Samwell is smart and calculated, but he’s at his very best when he acts in hast. His raw instinct is what saved him, Gilly and Sam Jr. from the White Walker and it’s what gave him the courage to leave his father’s home after he grossly insulted the couple. His decision to leave the Citadel, even though they would’ve confirmed Bran’s message eventually, was valid because the maesters were not true believers of the danger that lies ahead. Also, even though Sam is a good man, I still think that it’s not that absurd that he mansplained to Gilly because he’s still… a man. I think the love they share is unquestionable but it is fair to question if Sam sees Gilly as an intellectual equal. When they both first arrive at the Citadel, women are strictly forbidden from entering. That indicates the Citadel is potentially more of a male think tank (a white male, to be honest; ain’t no Dothrakis in that bitch) than a place where ideas can be challenged at all angles. Since it’s more than fair to assume that maesters do not view women as intellectual equals, we can honestly question if Samwell feels the same way. During the conversation with Bran about Jon’s origin, Tarly expressly took credit for Gilly’s discovery. While disheartening, this is a lesson that every Game of Thrones fan should’ve learned since Season 1: every single character is flawed. We love Arya, but we ignore the fact that the trauma of watching her father die caused her to become a vigilante/serial killer. We love Jon because he’s a fearsome warrior but he is woefully inept when it comes to actual war strategy. We love Sam but he has a slight touch of misogyny while battling his own insecurities.


My favorite podcast this year is Binge Mode, courtesy of TheRinger.com. It’s hosted by the jovial and thoughtful Mallory Rubin and Jason Concepcion. The premise of the podcast is dissecting every Thrones episode individually while also including information and history from the books. For their last episode (click here), at the 1:39:40 mark, Jason offers a touching and sincere plea to the writers and producers of the show to improve upon the quality of the writing. While I agree with Jason and Mallory (please listen; it’s very moving stuff) that the writing has suffered, I’m just not sure if you can draw blood from the stone anymore. The emotional depth that was built over these last seven years by characters that we grew to love (and hate) has served a great purpose, but it’s all led to this moment. Now, this tale of family, honor and corruption has to conclude. A question that Thrones fans have to wrestle with is, was the rushed season worth it? To me, it was. The producers of the show either had to draw out these final seasons and possibly stretch some story lines too thin or compact everything to get to new plot points and conclusions quickly. I’m not upset they chose the latter.

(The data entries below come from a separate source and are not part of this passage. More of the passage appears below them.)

PR #400, opened 2020-12-04
D8: fix unported D7-style error handling on 'Existing Contact' widget

MegaphoneJon:
Overview
When "Existing Contact" triggers this warning message, it breaks validation of all future elements.  By fixing the error handling, validation of other elements works normally.

Before
Undefined call to watchdog.

After
Watchdog and on-screen message display correctly.

Technical Details
I don't know why `wf_crm_admin_access()` no longer exists.  I'm assuming there's a good reason, but it was a one-line function, so I simply put the D8 equivalent directly inline.

This is my first time looking at `webform_civicrm`'s code - if someone tells me that this is the correct approach, I can also replace the other remaining instances of this function.

### DIFF
--- a/src/ContactComponent.php
+++ b/src/ContactComponent.php
@@ -162,19 +162,15 @@ class ContactComponent implements ContactComponentInterface {
         }
       }
       // If we get exactly $limit results, there are probably more - warn that the list is truncated
-      // TODO Error reporting is still Drupal7-ish
       if (wf_crm_aval($result, 'count') >= $limit) {
-        watchdog(
-          'webform_civicrm',
-          'Maximum contacts exceeded, list truncated on the webform "@title". The webform_civicrm "@field" field cannot display more than !limit contacts because it is a select list. Recommend switching to autocomplete widget in component settings.',
-          array('!limit' => $limit, '@field' => $component['name'], '@title' => $node->title),
-          WATCHDOG_WARNING,
-          l(t('Edit component'), "node/{$node->nid}/webform/components/{$component['cid']}")
+        \Drupal::logger('webform_civicrm')->warning(
+          'Maximum contacts exceeded, list truncated on the webform "@title". The webform_civicrm "@field" field cannot display more than @limit contacts because it is a select list. Recommend switching to autocomplete widget in component settings.',
+          array('@limit' => $limit, '@field' => $component['#title'], '@title' => $node->label()),
         );
-        if (wf_crm_admin_access($node) && node_is_page($node)) {
-          \Drupal::messenger()->addWarning('<strong>' . t('Maximum contacts exceeded, list truncated.') .'</strong><br>' .
-          t('The field "@field" cannot show more than !limit contacts because it is a select list. Recommend switching to autocomplete widget in <a !link>component settings</a>.',
-            array('!limit' => $limit, '@field' => $component['name'], '!link' => 'href="' . url("node/{$node->nid}/webform/components/{$component['cid']}") . '"')));
+        if ($node->access('update') && \Drupal::currentUser()->hasPermission('access CiviCRM')) {
+          $warning_message = \Drupal\Core\Render\Markup::create('<strong>' . t('Maximum contacts exceeded, list truncated.') .'</strong><br>' .
+          t('The field "@field" cannot show more than @limit contacts because it is a select list. Recommend switching to autocomplete widget.', ['@limit' => $limit, '@field' => $component['#title']]));
+          \Drupal::messenger()->addMessage($warning_message);
         }
       }
     }


KarinG:
Jon - thank you! I just grep-ed and I think there is one more instance. 

I wonder why the automated tests did not run on your PR - going to see if I can kickstart them.

MegaphoneJon:
I've since discovered that this code is being triggered when it shouldn't - it should only be triggered when the "Existing Contact" widget is a select list, which mine aren't.  However, it's no longer breaking the entire form - it's just posting a notification that's incorrect, which is a lower priority for me right now.

KarinG:
Sounds good - I understand 👍

KarinG:
@mglaman - is there a way for me to start Github Actions on this PR?

mglaman:
🤔  I don't get why it didn't automatically run. I'll check in a little bit

src/ContactComponent.php
```diff
@@ -162,19 +162,15 @@ function wf_crm_contact_search($node, $component, $params, $contacts, $str = NUL
...
+        \Drupal::logger('webform_civicrm')->warning(
+          'Maximum contacts exceeded, list truncated on the webform "@title". The webform_civicrm "@field" field cannot display more than @limit contacts because it is a select list. Recommend switching to autocomplete widget in component settings.',
+          array('@limit' => $limit, '@field' => $component['#title'], '@title' => $node->label()),
         );
-        if (wf_crm_admin_access($node) && node_is_page($node)) {
-          \Drupal::messenger()->addWarning('<strong>' . t('Maximum contacts exceeded, list truncated.') .'</strong><br>' .
-          t('The field "@field" cannot show more than !limit contacts because it is a select list. Recommend switching to autocomplete widget in <a !link>component settings</a>.',
-            array('!limit' => $limit, '@field' => $component['name'], '!link' => 'href="' . url("node/{$node->nid}/webform/components/{$component['cid']}") . '"')));
+        if ($node->access('update') && \Drupal::currentUser()->hasPermission('access CiviCRM')) {
+          $warning_message = \Drupal\Core\Render\Markup::create('<strong>' . t('Maximum contacts exceeded, list truncated.') .'</strong><br>' .
```
mglaman, line 171: I don't _think_ `Markup::create` is required for `<strong>`.

src/ContactComponent.php
```diff
@@ -162,19 +162,15 @@ function wf_crm_contact_search($node, $component, $params, $contacts, $str = NUL
...
-          'webform_civicrm',
-          'Maximum contacts exceeded, list truncated on the webform "@title". The webform_civicrm "@field" field cannot display more than !limit contacts because it is a select list. Recommend switching to autocomplete widget in component settings.',
-          array('!limit' => $limit, '@field' => $component['name'], '@title' => $node->title),
-          WATCHDOG_WARNING,
-          l(t('Edit component'), "node/{$node->nid}/webform/components/{$component['cid']}")
+        \Drupal::logger('webform_civicrm')->warning(
+          'Maximum contacts exceeded, list truncated on the webform "@title". The webform_civicrm "@field" field cannot display more than @limit contacts because it is a select list. Recommend switching to autocomplete widget in component settings.',
+          array('@limit' => $limit, '@field' => $component['#title'], '@title' => $node->label()),
         );
-        if (wf_crm_admin_access($node) && node_is_page($node)) {
```
mglaman, line 174: Verified admin_access is this

```
/**
 * Access callback to determine if user can see the CiviCRM tab of a webform.
 *
 * @param object $node
 * @return bool
 */
function wf_crm_admin_access($node) {
  return (node_access('update', $node) && user_access('access CiviCRM'));
}
```

I thought I left functions like this in `webform_civicrm.module` during the report so we wouldn't have breaks like this :(. Sorry!

mglaman (approved):
Looks good to me. Just a little nit on the maybe unneeded usage of `Markup::create`.

Markup just wraps a string to bypass XSS filtering – which isn't needed

```
* Objects that implement this interface will not be automatically XSS filtered
 * by the render system or automatically escaped by the theme engine.
```

mglaman:
@KarinG can you see if you can manually run the workflow from the Actions tab? Maybe?

I don't get why Actions didn't run – they didn't even run on the fork: https://github.com/MegaphoneJon/webform_civicrm/actions and they always do.

mglaman:
Yeah, I'm at a loss for why it didn't run. I just pushed to my fork and it executed: https://github.com/mglaman/webform_civicrm/actions/runs/410754057. 

We could see if a new commit triggers the workflow.

src/ContactComponent.php
MegaphoneJon: Hey Matt - if I don't use `Markup::create` the `<strong>` and `<br>` are rendered literally.  So I'm not sure if I should leave in `Markup::create` or you're suggesting there's a more lightweight `MarkupInterface` I should be using instead.

mglaman: Oh! Nevermind then :)

KarinG: Ok resolved then! 👍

We didn’t really need three episodes of Sam trying to cure Jorja’s greyscale. Even though the show handled it like Tarly was doing a quick oil change, we didn’t need to wade through a process of trial and error. A lot of people were critical of the relationship between Arya and Sansa for a majority of the season, but the season finale was so satisfying that the build up was absolutely worth it. Ultimately, the end did justify the means. While I do think that we will look back at Season 7 as a pleasing thrill ride with some hiccups, I do hope Season 8 can find a healthy balance between the thrill and the story. We know that the zombie dragons will be there, but it’s the people that we truly love. Let’s not forget them.